**Activity:** All of the data below is to be written out again exactly.

*** Begin section ***

PR #785, opened 2023-09-04
Polio 1151 lqas afro map round data

quang-le:
LQAS Afro Map was not filtering future rounds properly

Related JIRA tickets : POLIO-1151

- [ ] Are there enough tests

## Changes

- Add method get_latest_active_campaign_and_rounds` to `LqasAfroViewset` to filter out:
    - future rounds
    - rounds with `lqas_ended_at` in the future (i.e: LQAs not over). If `lqas_ended_at` is null, we use `ended_at` + 10 days (same buffer as in the openhexa pipeline)

## How to test

- run iaso locally and use ngrok to allow openhexa to access your localhost
- clone https://github.com/BLSQ/iaso-pipelines/. checkout to version 63 (via git tags)
- Run the pipeline with your localhost as target
- In iaso, go to campaigns
- In an existing campaign, add a round with an end date in the future
- Go to afro map and look for the country of the campaign you just updated: the future round should not be displayed
- repeat with: 
    -  an lqas end date in the future (should not appear on the map)
    - no lqas end date and an end date more than 10 days in the past (should appear)
    - no lqas end date and and end date less than 10 days in the past (should not appear)
    - an lqas end date and a round end date less than 10 days in the past (should appear) 

## Print screen / video

https://github.com/BLSQ/iaso/assets/38907762/b322d9c2-52da-4e95-8ede-a1985e41eb9c


quang-le:
The constraints on dates are more strict, so the tests fail. I'll look into it

plugins/polio/helpers.py
```diff
@@ -201,3 +202,45 @@ def get_datastores(self):
...
+            .filter(campaign__deleted_at__isnull=True)
+            .exclude(campaign__is_test=True)
+            .order_by("-started_at")[:1]
+        )
+        latest_active_campaign = (
+            Campaign.objects.filter(id__in=Subquery(latest_active_round_qs.values("campaign")))
+            .filter(deleted_at=None)
+            .exclude(is_test=True)
+            .prefetch_related("rounds")
+            .first()
```
mathvdh, line 242: @quang-le I dont really get why you filter with a `id_in= Subquery` and then do `first()` above if anyway the subquery itself is supposed to return only one object (cf `.order_by("-started_at")[:1]`)

I'm not saying this is wrong I'm just wondering ... Or I'm not getting a subtility

plugins/polio/api.py
```diff
@@ -1930,36 +1918,34 @@ def list(self, request):
...
                 continue
-            sorted_rounds = sorted(latest_campaign.rounds.all(), key=lambda round: round.number, reverse=True)
             if requested_round == "latest":
-                round_number = sorted_rounds[0].number if len(sorted_rounds) > 0 else None
-            elif requested_round == "penultimate" and len(sorted_rounds) > 1:
-                round_number = sorted_rounds[1].number if len(sorted_rounds) > 1 else None
+                round_number = (
+                    latest_active_campaign_rounds[0].number if latest_active_campaign_rounds.count() > 0 else None
+                )
+            elif requested_round == "penultimate":
```
mathvdh: I know it's all over the place in this file (or in general in the project), but in general let's avoid using string directly in the code like "latest" or "penultimate"

You could use a Enum or models.TextChoices or just constants, for example with String Enums it could look like this

```python
from enum import Enum

class RoundNumber(str, Enum):
    Latest = "latest"
    Penultimate = "penultimate"
```

Then use `RoundNumber.Penultimate` instead of "penultimate"
or something similar with models.TextChoices  I guess (depending if it used with django models also).

Main reason are that if you make a spelling mistake it might create a difficult to see bug and also IDE auto completion.

plugins/polio/api.py
```diff
@@ -2037,14 +2023,17 @@ def get_queryset(self):
             )
         )
         # TODO see if we need to filter per user as with Campaign
-        return (
+        qs = (
             OrgUnit.objects.filter(org_unit_type__category="COUNTRY")
             .exclude(simplified_geom__isnull=True)
             .filter(simplified_geom__intersects=bounds_as_polygon)
         )
+        print("Query", qs.query)
```
mathvdh, line 2046: Do we have to keep this print on ?

mathvdh:
Also it seems there are some conflicts ...

plugins/polio/api.py
mathvdh: This can also be shared by multiple files if used in multiple places ...

plugins/polio/helpers.py
quang-le: my understanding is that `.order_by("-started_at")[:1])` still returns a queryset, whereas `first` does not and I wanted to access the instance

mathvdh (approved):
👍🏼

*** End section ***

**Answer for this exercise:**
PR #785, opened 2023-09-04
Polio 1151 lqas afro map round data

quang-le:
LQAS Afro Map was not filtering future rounds properly

Related JIRA tickets : POLIO-1151

- [ ] Are there enough tests

## Changes

- Add method get_latest_active_campaign_and_rounds` to `LqasAfroViewset` to filter out:
    - future rounds
    - rounds with `lqas_ended_at` in the future (i.e: LQAs not over). If `lqas_ended_at` is null, we use `ended_at` + 10 days (same buffer as in the openhexa pipeline)

## How to test

- run iaso locally and use ngrok to allow openhexa to access your localhost
- clone https://github.com/BLSQ/iaso-pipelines/. checkout to version 63 (via git tags)
- Run the pipeline with your localhost as target
- In iaso, go to campaigns
- In an existing campaign, add a round with an end date in the future
- Go to afro map and look for the country of the campaign you just updated: the future round should not be displayed
- repeat with: 
    -  an lqas end date in the future (should not appear on the map)
    - no lqas end date and an end date more than 10 days in the past (should appear)
    - no lqas end date and and end date less than 10 days in the past (should not appear)
    - an lqas end date and a round end date less than 10 days in the past (should appear) 

## Print screen / video

https://github.com/BLSQ/iaso/assets/38907762/b322d9c2-52da-4e95-8ede-a1985e41eb9c


quang-le:
The constraints on dates are more strict, so the tests fail. I'll look into it

plugins/polio/helpers.py
```diff
@@ -201,3 +202,45 @@ def get_datastores(self):
...
+            .filter(campaign__deleted_at__isnull=True)
+            .exclude(campaign__is_test=True)
+            .order_by("-started_at")[:1]
+        )
+        latest_active_campaign = (
+            Campaign.objects.filter(id__in=Subquery(latest_active_round_qs.values("campaign")))
+            .filter(deleted_at=None)
+            .exclude(is_test=True)
+            .prefetch_related("rounds")
+            .first()
```
mathvdh, line 242: @quang-le I dont really get why you filter with a `id_in= Subquery` and then do `first()` above if anyway the subquery itself is supposed to return only one object (cf `.order_by("-started_at")[:1]`)

I'm not saying this is wrong I'm just wondering ... Or I'm not getting a subtility

plugins/polio/api.py
```diff
@@ -1930,36 +1918,34 @@ def list(self, request):
...
                 continue
-            sorted_rounds = sorted(latest_campaign.rounds.all(), key=lambda round: round.number, reverse=True)
             if requested_round == "latest":
-                round_number = sorted_rounds[0].number if len(sorted_rounds) > 0 else None
-            elif requested_round == "penultimate" and len(sorted_rounds) > 1:
-                round_number = sorted_rounds[1].number if len(sorted_rounds) > 1 else None
+                round_number = (
+                    latest_active_campaign_rounds[0].number if latest_active_campaign_rounds.count() > 0 else None
+                )
+            elif requested_round == "penultimate":
```
mathvdh: I know it's all over the place in this file (or in general in the project), but in general let's avoid using string directly in the code like "latest" or "penultimate"

You could use a Enum or models.TextChoices or just constants, for example with String Enums it could look like this

```python
from enum import Enum

class RoundNumber(str, Enum):
    Latest = "latest"
    Penultimate = "penultimate"
```

Then use `RoundNumber.Penultimate` instead of "penultimate"
or something similar with models.TextChoices  I guess (depending if it used with django models also).

Main reason are that if you make a spelling mistake it might create a difficult to see bug and also IDE auto completion.

plugins/polio/api.py
```diff
@@ -2037,14 +2023,17 @@ def get_queryset(self):
             )
         )
         # TODO see if we need to filter per user as with Campaign
-        return (
+        qs = (
             OrgUnit.objects.filter(org_unit_type__category="COUNTRY")
             .exclude(simplified_geom__isnull=True)
             .filter(simplified_geom__intersects=bounds_as_polygon)
         )
+        print("Query", qs.query)
```
mathvdh, line 2046: Do we have to keep this print on ?

mathvdh:
Also it seems there are some conflicts ...

plugins/polio/api.py
mathvdh: This can also be shared by multiple files if used in multiple places ...

plugins/polio/helpers.py
quang-le: my understanding is that `.order_by("-started_at")[:1])` still returns a queryset, whereas `first` does not and I wanted to access the instance

mathvdh (approved):
👍🏼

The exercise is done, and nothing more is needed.